In the early days, this computation was performed in Python. Now, if
the QMCKl Python interface is detected on the system, this computation
is performed with the QMCkl Python binding. Orders of magnitudes were
gained in terms of performance, and now the number of grid points can be made large enough to have an acceptable precision in the
numerical integrals.
This example demonstrates that QMCkl can be very useful beyond the \ac{QMC}
framework, for performing three-dimensional visualizations of molecular
orbitals of large systems, for example, or for the computation of the
\acp{AO} on a grid for \ac{DFT} calculations. In this context, we are
initiating a collaboration with the Qubit Pharmaceuticals company,
which is interested in using QMCkl in their software.
\subsubsection{Feedback from HPC experts}
There has been a strong interaction between WP1 and WP3 for the
development of high-performance versions of the library.

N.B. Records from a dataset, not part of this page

PR #794, opened 2018-01-04
feat(bom): read application default creds if available

lwander:


halyard-core/src/main/java/com/netflix/spinnaker/halyard/core/registry/v1/GoogleProfileReader.java
```diff
@@ -54,8 +55,16 @@
...
     JsonFactory jsonFactory = JacksonFactory.getDefaultInstance();
     String applicationName = "Spinnaker/Halyard";
-
-    return new Storage.Builder(GoogleCredentials.buildHttpTransport(), jsonFactory, GoogleCredentials.retryRequestInitializer())
+    HttpRequestInitializer requestInitializer;
+    try {
+      requestInitializer = GoogleCredentials.setHttpTimeout(GoogleCredential.getApplicationDefault());
+      log.info("Loaded application default credential for reading BOMs & profiles.");
+    } catch (Exception e) {
+      requestInitializer = GoogleCredentials.retryRequestInitializer();
```
ewiseblatt: Because credentials are not normally required in a standard use case scenario, the message details are probably distracting -- at least if they are because there no credentials. If the error is a problem with actual supplied credentials then that would be interesting.

lwander: That's fair - I added this since I thought you might find it useful when getting started, especially because there will be no other indication (other than a 401 when trying to read) that you're creds may not have been loaded. Is that OK?

ewiseblatt: your call. I'm not sure of the context of this call. I assumed that the generated exception would be different if you did not have credentials vs if they were invalid. For example if you arent on GCP and dont have the environment variable set then I dont think the exception message would be useful and unlikely relevant.

lwander: relegated to `log.debug`

PR #806, opened 2018-01-17
feat(halyard_installation): Prevent accidental second install.

brandonnelson3:
In the jar based installation, first check to make sure the debian package is not installed. If it is, provide a link to the user to migrate.

### DIFF
--- a/install/debian/InstallHalyard.sh
+++ b/install/debian/InstallHalyard.sh
@@ -6,7 +6,7 @@ function check_migration_needed() {
   set -e
   hash dpkg &> /dev/null
 
-  if [ "$?" != "0" ]; then
+  if [ "$?" = "0" ]; then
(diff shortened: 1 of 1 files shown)


install/debian/InstallHalyard.sh
```diff
@@ -2,6 +2,18 @@
 
 set -e
 
+function check_migration_needed() {
+  set -e
+  dpkg -s spinnaker-halyard &> /dev/null
+
+  if [ "$?" != "1" ]; then
```
lwander: This can fail if `dpkg` isn't installed

brandonnelson3: Added a check around this.

peterkomar:
Hello @brandonnelson3 . If it first installation on Ubuntu 14.04.5 installation script exit without any messages. After this change.

I use vagrant ubuntu/trusty64 image

PR #818, opened 2018-01-23
fix(localgit): Remove and then add git remote

davidxia:
If we run `git remote add upstream` when `upstream` already
exists, we get the annoying output `fatal: remote upstream already exists.`
for every component.

Run `git remote remove upstream` first to avoid printing this error.
This also mimics the behavior of the newer git command `git remote
set-url` that we use when git is above a certain version.

PR #821, opened 2018-01-24
fix(localgit): Do not fail if removing git remote fails

davidxia:
The remote "upstream" might not exist. Do not fail if so.

fixes bug introduced in https://github.com/spinnaker/halyard/pull/818


davidxia:
cc @lwander

lwander:
Sorry, should have caught this in review

PR #828, opened 2018-01-26
fix(core): Fix NPE when no clean step provided

lwander:
I'm not sure if this is correct "long term" fix, but it at least allows us to run requests that don't have a "clean" step specified.


lwander:
@brandonnelson3 PTAL when you get back

PR #834, opened 2018-01-28
Kubernetes URL fixed

croeck:
Was:
https://kubernetes.io/docs/tasks/access-application-cluster/configure-access-multiple-clusters/to

Should be:
https://kubernetes.io/docs/tasks/access-application-cluster/configure-access-multiple-clusters/


lwander:
That directory is autogenerated, can you update the entry in the halyard-cli source? https://github.com/spinnaker/halyard/blob/master/docs/adding-a-config-parameter.md#4a-cli-docs

croeck:
Done, changed the source fill as well. I did not know that the file is auto generated.

lwander:
Thanks! the spinnaker.io docs will reflect this next time we publish halyard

In this
collaboration, some important feedback has been given for redesigning
the internal data-structures, to facilitate the development of
high-performance functions.
For example, the creation of QMCkl-dgemm library needed us to make abstract the
definition of vectors, matrices and tensors in QMCkl such that standard
arrays are used in the absence of QMCkl-dgemm, but more complex data
structures such as tiled arrays can be used in HPC-optimized variants.

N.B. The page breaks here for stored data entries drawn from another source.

PR #842, opened 2018-02-12
feat(jenkins_master): Add CSRF config for Jenkins Masters.

jtk54:
Relies on https://github.com/spinnaker/igor/pull/222.

### DIFF
--- a/halyard-cli/src/main/java/com/netflix/spinnaker/halyard/cli/command/v1/config/ci/jenkins/JenkinsAddMasterCommand.java
+++ b/halyard-cli/src/main/java/com/netflix/spinnaker/halyard/cli/command/v1/config/ci/jenkins/JenkinsAddMasterCommand.java
@@ -49,12 +49,19 @@ public class JenkinsAddMasterCommand extends AbstractAddMasterCommand {
   )
   public String password;
 
+  @Parameter(
+      names = "--csrf",
+      description = JenkinsCommandProperties.CSRF_DESCRIPTION
+  )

Another important feedback was the importance of having a simple and clear
implementation of algorithms such as the one proposed in this \ac{WP}.

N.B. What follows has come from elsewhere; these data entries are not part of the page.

PR #969, opened 2018-06-12
fix(version/bom): Remove version bom validation making sure version does not start with "branch:" or "local:".

joonlim:


joonlim:
@duftler @lwander Please review.

halyard-config/src/main/java/com/netflix/spinnaker/halyard/config/services/v1/VersionsService.java
```diff
@@ -68,22 +68,6 @@ public BillOfMaterials getBillOfMaterials(String version) {
...
-    if (Versions.isLocal(version)) {
-      throw new HalException(
-          new ConfigProblemBuilder(FATAL,
-              "Version prefixed with \"local:\" does not have a BOM")
-              .build()
-      );
-    }
-
     try {
       return profileRegistry.readBom(version);
```
lwander: What about putting these checks in the GCS profile registry's implementation of `readBom(..)`?

duftler: Sounds reasonable to me.

joonlim: The original fix was to make sure ```hal version bom``` returned a more helpful error message than '500' when the version is set to a version without a bom (e.g., branch:upstream/master). While we concluded that the root cause of a helpful message not being returned was the inability for Spring to accept an url-encoded forward slash character in a path variable, we decided that it made sense to add checks to make sure that the version did not start with "branch:" or "local:" anyway.

Now that we know that the checks for "branch:" and "local:" conflict with ```hal deploy apply``` I believe it makes sense to just remove it.

I have attempted to add the checks to the GCS profile registry's implementation, but ```hal version bom``` does not (always?) call that method.

PR #971, opened 2018-06-14
fix(install): Fix permissions of files installed by Halyard

ezimanyi:


ezimanyi:
@lwander : I want to make sure I understand why we're doing `chown $HAL_USER:halyard /opt/halyard` which confused me at first.  It looks like this is necessary to allow the `pid` file to be written into `/opt/halyard`...but given that (for typical `setuid`) the permissions on `/opt/halyard` will by 755, the `halyard` group won't actually have permission to create the `pid` file so you have to run Halyard as the `$HAL_USER`.  We could fix this by setting the permissions to `775` but it also makes me wonder if it might be better to have the `pid` file in `/var/run` as is more typical (and then completely avoid needing to `chown` the `/opt/halyard` directory).  This point is somewhat outside the scope of this PR (and I just ignored it for the change here) but it came to mind as I was reading this.

PR #973, opened 2018-06-14
fix(core): Move pidfile to /var/run/halyard

ezimanyi:


ezimanyi:
Also realized that we needed to add the `tar` arguments from https://github.com/spinnaker/halyard/pull/971 to `update-halyard` as well.

After thinking about this, we actually don't need to worry about a migration path---the existing behavior of `update-halyard` is to delete the entire `/opt/halyard` directory (including the pidfile), so the new installation is starting with a clean slate with no pidfile.

ezimanyi:
There's potentially some work that could be done to refactor common things out of `InstallHalyard.sh` and `update-halyard` but I've left that aside for now.

ezimanyi:
Also:
- Decided that it's best to avoid umask issues and explicitly do `chmod a+x` rather than `chmod +x`; similarly removed the `--no-same-permissions` flag I'd added in the last PR as that was causing none of the installed files to be readable/executable if you have a restrictive `umask`.

startup/debian/update-halyard
```diff
@@ -57,19 +57,40 @@ function install_halyard() {
...
   rm -rf $TEMPDIR
 }
 
+function create_pidfile_directory() {
+  # Use systemd-tmpfiles to ensure that the /var/run/halyard directory is created with proper
+  # permissions on each boot.
+  # As Ubuntu 14.04 does not support systemd-tmpfiles, fall back to using an upstart script to
+  # create the directory; this fallback can be removed when we no longer support Ubuntu 14.04
+  if systemd-tmpfiles --version &> /dev/null; then
+    echo "d /var/run/halyard 0755 $HAL_USER halyard" > /usr/lib/tmpfiles.d/halyard.conf
```
lwander: What's the rational for depending on either upstart or systemd?

ezimanyi: The `/run` filesystem (which `/var/run` symlinks to) is generally mounted as a `tmpfs` and is thus cleared on every boot, so we need to have the system create `/var/run/halyard` with the proper permissions each boot.

If `hal` were running as root, it could just make the directory on-the-fly if absent, but as it runs as a normal user we need to have some system process create the directory.  (This is similar to how daemons will often create a `/var/run/` directory during initialization before dropping privileges, except that here we're not actually starting the halyard daemon during startup.)

usrleon: 'hal deploy apply' must be run as root, because it eventually runs .hal/default/install.sh  which clearly says you must be root: "echo_err "$0 must be executed with root permissions; exiting""

ezimanyi: True, there are some configurations (local debian) where it needs to be run as root---but also some other configurations (ex: deploying to kubernetes) where it doesn't---so I'd rather not make this a requirement in all cases.

ezimanyi:
Going to close this for now, but keep the branch around to re-think this.

PR #974, opened 2018-06-14
feat(security): Moves Gate's management endpoints off of the default …

ttomsu:
…port (8084) onto a new port (8085) that is not exposed through the loadbalancer, and turns off security for this port.

This implements the settings described in https://github.com/spinnaker/gate/pull/557, and should fix https://github.com/spinnaker/spinnaker/issues/2765. This PR should not be submitted until that Gate PR is submitted.

### DIFF
--- a/halyard-deploy/src/main/java/com/netflix/spinnaker/halyard/deploy/spinnaker/v1/profile/GateBoot154ProfileFactory.java
+++ b/halyard-deploy/src/main/java/com/netflix/spinnaker/halyard/deploy/spinnaker/v1/profile/GateBoot154ProfileFactory.java
@@ -41,6 +41,13 @@ public class GateBoot154ProfileFactory extends GateProfileFactory {
       config.x509 = new X509Config(security);
     }
 
+    if (security.getAuthn().isEnabled()) {
+      config.management = new Management();
+      config.spring = new SpringConfig();
+      config.endpoints = new GateConfig.Endpoints();
+      gate.setHealthPort(config.management.port);
+    }
+
     return config;
   }
 }
--- a/docs/commands.md
+++ b/docs/commands.md
@@ -1645,6 +1645,7 @@ hal config canary aws account add ACCOUNT [parameters]
  * `--access-key-id`: The default access key used to communicate with AWS.
  * `--bucket`: The name of a storage bucket that your specified account has access to. If you specify a globally unique bucket name that doesn't exist yet, Kayenta will create that bucket for you.
  * `--deployment`: If supplied, use this Halyard deployment. This will _not_ create a new deployment.
+ * `--endpoint`: The endpoint used to reach the service implementing the AWS api. Typical use is with Minio.
  * `--no-validate`: (*Default*: `false`) Skip validation.
  * `--root-folder`: The root folder in the chosen bucket to place all of the canary service's persistent data in (*Default*: `kayenta`).
  * `--secret-access-key`: (*Sensitive data* - user will be prompted on standard input) The secret key used to communicate with AWS.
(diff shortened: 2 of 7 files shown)


halyard-deploy/src/main/java/com/netflix/spinnaker/halyard/deploy/spinnaker/v1/profile/GateBoot154ProfileFactory.java
```diff
@@ -41,6 +41,13 @@ protected GateConfig getGateConfig(ServiceSettings gate, Security security) {
       config.x509 = new X509Config(security);
     }
 
+    if (security.getAuthn().isEnabled()) {
+      config.management = new Management();
+      config.spring = new SpringConfig();
+      config.endpoints = new GateConfig.Endpoints();
+      gate.setHealthPort(config.management.port);
```
lwander: We will likely have to make a GateBoot19Profile factory since this change will only affect spinnaker releases after that point, right?

ttomsu:
This is an internal change as far as I'm concerned, so I don't see any
reason to split it out.

georgeliaw:
Any update on this? Would be helpful to have.

dbyron0:
I'm interested in this too, especially if it simplifies spinnaker-monitoring-daemon access when e.g. TLS + OAuth are enabled.  Potentially related to https://github.com/spinnaker/spinnaker/issues/2016.

lwander:
Wait, can we revisit the assumption that this needs a new profile factory? The corresponding change to gate was merged into 1.10 and this didn't break. This also only generates new config, it doesn't alter any existing config, so it doesn't look like that would break either. Can you confirm @ttomsu?

lwander:
@dbyron0 -- just spoke to @ttomsu offline. This doesn't simplify monitoring daemon access, it's just for the spring management endpoints.

The issue (https://github.com/spinnaker/spinnaker/issues/2016) you pointed out has the fix for monitoring access.

lwander:
I don't think so, but halyard automatically configures the monitoring daemon to use basic auth, while users can continue to use oauth + tls without knowing basic auth is enabled. I don't think this is a very invasive solution, but I could be misunderstanding.

dbyron0:
I just tried enabling basic auth in gate as described in https://github.com/spinnaker/spinnaker/issues/2016#issuecomment-437990487 and it does work.  It opens up basic auth access to the world as far as I can see though.  The port that now accepts basic auth is the same one deck uses, which means it has to be exposed, no?

ttomsu:
@dbyron0 Yes it opens up basic auth to the world, so I would suggest using a strong username/password combo. 

As @lwander mentioned, this PR doesn't address the metrics collection. The Metrics controller is not coded to be part of Spring's "management endoints" infrastructure, which is what this bug is referring to. "Managed endpoints" are things like `/health`, `/info`, `/env`, and `/resolvedEnv` - See https://docs.spring.io/spring-boot/docs/current/reference/html/production-ready-endpoints.html

ttomsu:
I'm going to close this PR out in favor of a more generalized effort to move Managed Endpoints off the default port for all services: https://github.com/spinnaker/spinnaker/issues/3883

dbyron0:
Fair enough, but it still seems like a hole better not opened in the first place....And yes, I suppose I am commenting on the wrong ticket, but here we are.  Is converting the metrics controller to be a management endpoint a possibility?

ttomsu:
Filed https://github.com/spinnaker/spinnaker/issues/3901. Lets discuss there.

dbyron0:
Thanks.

The GPU experts first started by porting to GPU the \ac{MO} kernels
using the CPU-optimized HPC versions developed in WP3. The optimized CPU code
is much more complicated because it takes advantage of pointer arithmetic to help
CPU compilers produce efficient code. GPU compilers are not yet mature, and simple
patterns are better understood to produce efficient GPU code. Facing difficulties
for the \ac{MO} kernels, the HPC experts went back to the simple kernels
proposed in this \ac{WP}, and the GPU porting was less complicated.
\subsubsection{Feedback from users}
We have started the integration of QMCkl in QMC=Chem, CHAMP and
TurboRVB. For each code, unexpected problems appeared that required some
adjustments in the \ac{API}. For example, TurboRVB expects the basis functions
to be decontracted and expressed with spherical harmonics.
When using QMCkl in CHAMP, we realized that only a subset of \acp{MO}
needed to be computed. QMC=Chem doesn't need double precision numbers for the
\acp{AO} and \acp{MO}. Now that we have received feedback from three different
codes, we believe that a large amount of the use cases have been explored and that the
next users will be able to integrate QMCkl into their code without too much
effort. It should be noted that significant speedups were observed when using
the HPC-optimized version of the library developed in WP3. This will be detailed
in a WP3 report.
\section{Conclusion}
Today, the TREX QMC codes are taking advantage of QMCkl and have
observed a significant speedup: up to $1.5\times$ for TurboRVB where the computation of AOs was introduced, and $3.5\times$ for CHAMP where both the AOs and MOs are now computed with QMCkl.
In addition, QMCkl can be used beyond the QMC framework,
for more conventional methods such as \ac{DFT}. There is still more work to be
done in the library, such as the implementation of additional kernels for
periodic systems, different forms of Jastrow factors, or an efficient computation of the
adjugate of a large sparse matrix.
From the point of view of the codes, some modifications still have to be done to better use
the library. Indeed, the library performs best when a large number of points is given at once, and right now the codes make one call of the library per walker.
Finally, additional benchmarks need to be written to test the numerical accuracy of each kernel using Verificarlo.
This will enable increasing the performance of the library by reducing the expected precision in a controlled way.